From this info, it looks like Tetra EDTA is quite a bit more soluble in water than Di. At a 39% w/w solution of Tetra and water per Irish Lass, we're making about a 1 M solution, if I'm doing the math correctly, so the molarity is fairly high although the solution is well below saturation. 

On the other hand, this info shows Di EDTA is tough to dissolve and has a low saturation concentration in plain water. If you're using Di ETDA rather than Tetra, I can see why your experience and ours might be quite different!


----------



## Saponista (Jun 12, 2015)

It must be the disodium that I am thinking of then.


----------



## not_ally (Jun 12, 2015)

Definitely the di, Saponista, I make up 16 oz. squeeze bottles of the tri at 39% (thanks IL and DeeAnna) and use it all my batches, it dissolves pretty easily and stays suspended.  Thank goodness, I need it for the chelation.


----------



## topofmurrayhill (Jun 12, 2015)

Aren't those usage rate suggestions from Lotioncrafter a little (very) high? The Dunn experiments used 0.1% for stabilization. Dow Chemical suggests 0.1% to 0.2% for bar soaps. Those rates seem more typical.


----------



## hozhed (Jun 13, 2015)

DeeAnna said:


> The EDTA dosage can range from 0.2% to 4% of EDTA powder. The amount depends on what you want to do. Use 0.2% to 0.5% to chelate metal ions for longer shelf life (aka less chance of DOS). Use 0.5% to 4% to reduce hard water scum.
> 
> Most people on SMF use 0.5% of EDTA powder based on total fat weight, especially if they're adding EDTA to bar (NaOH) soap. This seems to work pretty well and is pretty much the soapers' usual way of figuring additives. Others (Irish Lass) base their dosage on the total batch weight. This method is easy to use when adding EDTA to diluted liquid soap AND this method more closely follows the manufacturer's recommendations, so you could use it for bar soap as well.
> 
> ...


 
DeeAnna......why use a chelant for soap if you use distilled water? Where are the metals coming from?  thanks


----------



## Sonya-m (Jun 13, 2015)

They're coming from the water you bathe/shower in.


----------



## hozhed (Jun 13, 2015)

Sonya-m said:


> They're coming from the water you bathe/shower in.


 
Sonya,....you mean the metals affect the soap at the point of use?  In what way?


----------



## not_ally (Jun 13, 2015)

Hoz, those of us who have hard water - that with lots of chemicals/metal - coming out of the tap end up with lots of soap scum when we use our handmade soap, the oils (I think) combine with the chemical stuff and create scum which, while not dangerous or otherwise unhealthy, is ugly and messy.   Commercial soaps include lots of chemicals to deal with that, I guess it would be hard to sell them otherwise, ours don't typically.

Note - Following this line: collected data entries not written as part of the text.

PR #92, opened 2020-11-02
Use eventfilterinformer

qiujian16:


pkg/spoke/hubclientcert/controller.go
```diff
@@ -103,34 +103,30 @@ func NewClientCertForHubController(
...
-			return irrelevantSecretKey
-		}, spokeSecretInformer.Informer()).
+			},
+			func(obj interface{}) bool {
+				accessor, err := meta.Accessor(obj)
+				if err != nil {
+					return false
+				}
+				// only enqueue when hub kubeconfig secret is changed
+				if accessor.GetNamespace() == hubKubeconfigSecretNamespace || accessor.GetName() == kubeconfigSecretName {
```
skeeey: I think this should be `&&`, right?

pkg/spoke/hubclientcert/secret_controller.go
```diff
@@ -47,27 +47,28 @@ func NewHubKubeconfigSecretController(
...
+			func(obj interface{}) bool {
 				accessor, err := meta.Accessor(obj)
 				if err != nil {
-					return ""
+					return false
 				}
-				if accessor.GetNamespace() == hubKubeconfigSecretNamespace && accessor.GetName() == hubKubeconfigSecretName {
-					return accessor.GetName()
+				// only enqueue when hub kubeconfig secret is changed
+				if accessor.GetNamespace() == hubKubeconfigSecretNamespace || accessor.GetName() == hubKubeconfigSecretName {
```
skeeey: I think this should be `&&`, right?

pkg/spoke/hubclientcert/controller.go
```diff
@@ -103,34 +103,30 @@ func NewClientCertForHubController(
...
-			if accessor.GetNamespace() == hubKubeconfigSecretNamespace && accessor.GetName() == kubeconfigSecretName {
+		WithFilteredEventsInformersQueueKeyFunc(
+			func(obj runtime.Object) string {
+				accessor, _ := meta.Accessor(obj)
 				return accessor.GetName()
-			}
-			return irrelevantSecretKey
-		}, spokeSecretInformer.Informer()).
+			},
+			func(obj interface{}) bool {
```
deads2k, line 111: I'm open to pushing this into a function in library-go for, `filterByInstance(ns, name) func` or some such.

I think some oils are worse for that, including (eg and unfortunately) lard, which I love and use in large proportions.  Chelators, EDTA is the best, help with that by binding to the scum and carrying it down the drain instead of having it stick to the tub or you when you are bathing.  I'm sure DeeAnna can give you a better explanation, but that's the layman's version!


----------



## hozhed (Jun 13, 2015)

not_ally said:


> Hoz, those of us who have hard water - that with lots of chemicals/metal - coming out of the tap end up with lots of soap scum when we use our handmade soap, the oils (I think) combine with the chemical stuff and create scum which, while not dangerous or otherwise unhealthy, is ugly and messy. Commercial soaps include lots of chemicals to deal with that, I guess it would be hard to sell them otherwise, ours don't typically.
> 
> I think some oils are worse for that, including (eg and unfortunately) lard, which I love and use in large proportions. Chelators, EDTA is the best, help with that by binding to the scum and carrying it down the drain instead of having it stick to the tub or you when you are bathing. I'm sure DeeAnna can give you a better explanation, but that's the layman's version!


 

Ok, that makes sense. I wonder if that's why some here make "salt bars"?  We use EDTA and other chelants where I work to tie up metals because they inhibit the bleaching process which is not good. I wonder if I can get a deal on EDTA ,since we buy it by the train car load???


----------



## not_ally (Jun 13, 2015)

I've never considered salt as something which might help with chelation, is there some kind of chemistry there that would lead to that?  As you can probably tell, I am not good at that stuff, although I find it interesting and try hard to understand.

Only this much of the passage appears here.